A solitary, relatively broad ERM, between 4.5 mm2 (1.5 × 3 mm) and 36 mm2 (6 × 6 mm) in size, without associated vitreous traction, was detected in 13 eyes (22.4% of all eyes with DME; Table 1). In each case, diffuse macular oedema underlay the ERM site throughout most of its width. In another seven eyes, ERMs of various sizes were associated with a vitreous traction (Table 2). This gives a total of 34.5% of eyes (20/58) with ERM. A similar prevalence of ERM has been reported in other studies using time-domain OCT.13, 14 Naturally, in the studies that used time-domain OCT instruments the ERM size was not measured. In contrast, the running movie of the SD-OCT throughout the whole scanned field enabled a rough measurement of the ERM area. Whether ERM size has a role in the surgical outcome following its removal in eyes with DME is not yet known.

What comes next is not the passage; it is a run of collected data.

PR #379, opened 2023-12-12
[OCC] Fix hang where abort channel blocks iterator

stevenlanders:
- instead of assuming one thing will arrive to the abort channel, drain it
- new unit test captures situation (tests iterator)

### DIFF
--- a/tasks/scheduler.go
+++ b/tasks/scheduler.go
@@ -485,17 +485,17 @@ func (s *scheduler) executeTask(task *deliverTxTask) {
 	var abortOccurred bool
 
 	var wg sync.WaitGroup
+	wg.Add(1)
+
+	var abort *occ.Abort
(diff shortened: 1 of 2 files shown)


tasks/scheduler.go
```diff
@@ -442,7 +441,8 @@ func (s *scheduler) prepareTask(task *deliverTxTask) {
 }
 
 // executeTask executes a single task
-func (s *scheduler) executeTask(task *deliverTxTask) {
+func (s *scheduler) executeTask3(task *deliverTxTask) {
```
udpatil, line 444: is this just for preserving the old impl?

udpatil (approved):

tasks/scheduler.go
stevenlanders: nope- this was an oversight that needs removing :)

Following efficacious excision of the ERM in DME, Gandorfer et al.14 examined the specimen and found that the vitreous was attached to the macula. This condition is in contrast with the ERM of nondiabetic patients, where the ERM is associated with posterior vitreous detachment in most cases.34 Researchers have also reported that VEGF and interleukin-6 are localised to cells of vascular and avascular ERMs in patients with diabetic retinopathy.13, 35 In that regard, Antonetti et al.36 reported that increased levels of VEGF in the vitreous decrease the levels of occludin, a membrane-spanning tight junction protein, which in turn could alter the structure of the retinal endothelial junction, thereby increasing vasopermeability and macular oedema. Therefore, resolution of macular oedema in DME after removal of the cortical vitreous and ERM may not only be related to release of tractional forces but may also be caused by eliminating factors that enhance vasopermeability.14 Further studies are required to confirm the beneficial outcome of dissecting ERM that overlies a diffusely oedematous macula in DME.

Limitations of the study are related to its retrospective design and the relatively small groups. However, the current series finds that DME is associated with (1) a sole extrafoveal vitreous traction in one-third of the eyes and (2) vitreofoveal traction, extrafoveal traction, or ERM in most of the eyes. The detection of vitreous traction and ERM in diffuse DME may potentially identify patients that would benefit from early surgical intervention, with or without subsequent treatment(s).